From the Guidelines
Azithromycin is contraindicated in patients with prolonged QT interval due to its potential to cause serious arrhythmias and increased risk for sudden death. According to a recent study published in the Journal of the American College of Cardiology in 2020 1, azithromycin is recognized as a rare cause of QT interval prolongation, serious arrhythmias, and increased risk for sudden death. The study highlights that advanced age and female sex are risk factors for azithromycin-induced QT prolongation. Key considerations for patients with prolonged QT interval include:
- Advanced age as a risk factor for azithromycin-induced QT prolongation
- Female sex as a risk factor for azithromycin-induced QT prolongation
- History of serious arrhythmias or sudden death
- Concomitant use of other QT-prolonging medications
- Presence of electrolyte abnormalities, such as hypokalemia or hypomagnesemia
- Bradycardia or heart failure
In patients with prolonged QT interval, alternative antibiotics that do not affect the QT interval may be preferable when appropriate for the infection being treated. If azithromycin is necessary, careful evaluation and monitoring are crucial to minimize the risk of QT prolongation and torsades de pointes. The mechanism behind azithromycin's QT-prolonging effect involves blocking potassium channels in cardiac cells, which can delay ventricular repolarization and potentially lead to torsades de pointes in susceptible individuals 1.
From the FDA Drug Label
QT Prolongation Prolonged cardiac repolarization and QT interval, imparting a risk of developing cardiac arrhythmia and torsades de pointes, have been seen in treatment with macrolides, including azithromycin Cases of torsades de pointes have been spontaneously reported during postmarketing surveillance in patients receiving azithromycin Providers should consider the risk of QT prolongation which can be fatal when weighing the risks and benefits of azithromycin for at-risk groups including: patients with known prolongation of the QT interval, a history of torsades de pointes, congenital long QT syndrome, bradyarrhythmias or uncompensated heart failure patients on drugs known to prolong the QT interval patients with ongoing proarrhythmic conditions such as uncorrected hypokalemia or hypomagnesemia, clinically significant bradycardia, and in patients receiving Class IA (quinidine, procainamide) or Class III (dofetilide, amiodarone, sotalol) antiarrhythmic agents.
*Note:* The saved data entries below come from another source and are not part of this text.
PR #440, opened 2022-01-11
Removed environment variable specifying the related image for OLM releases

meik99:


src/controllers/dynakube/oneagent/daemonset/daemonset.go
```diff
@@ -27,7 +27,7 @@ const (
 
 	hostRootMount = "host-root"
 
-	relatedImageEnvVar = "RELATED_IMAGE_DYNATRACE_ONEAGENT"
+	relatedImage = "registry.connect.redhat.com/dynatrace/oneagent:latest"
```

Co-administration of azithromycin increased the QTc interval in a dose-and concentration-dependent manner.
Azithromycin is not contraindicated in patients with prolonged QT interval, but the risk of QT prolongation should be considered when weighing the risks and benefits of azithromycin for at-risk groups, including patients with known prolongation of the QT interval. Providers should be aware of the potential risk of QT prolongation and take necessary precautions. 2 2
From the Research
Azithromycin and QT Interval Prolongation
- Azithromycin has been associated with an increased risk of QT interval prolongation, which can lead to life-threatening arrhythmias such as torsades de pointes 3, 4, 5, 6.
- Studies have shown that the risk of QT interval prolongation is higher in certain populations, such as elderly women with heart disease 3, patients aged 60-79 years 4, and those with underlying heart conditions or taking other QT-prolonging medications 5, 6.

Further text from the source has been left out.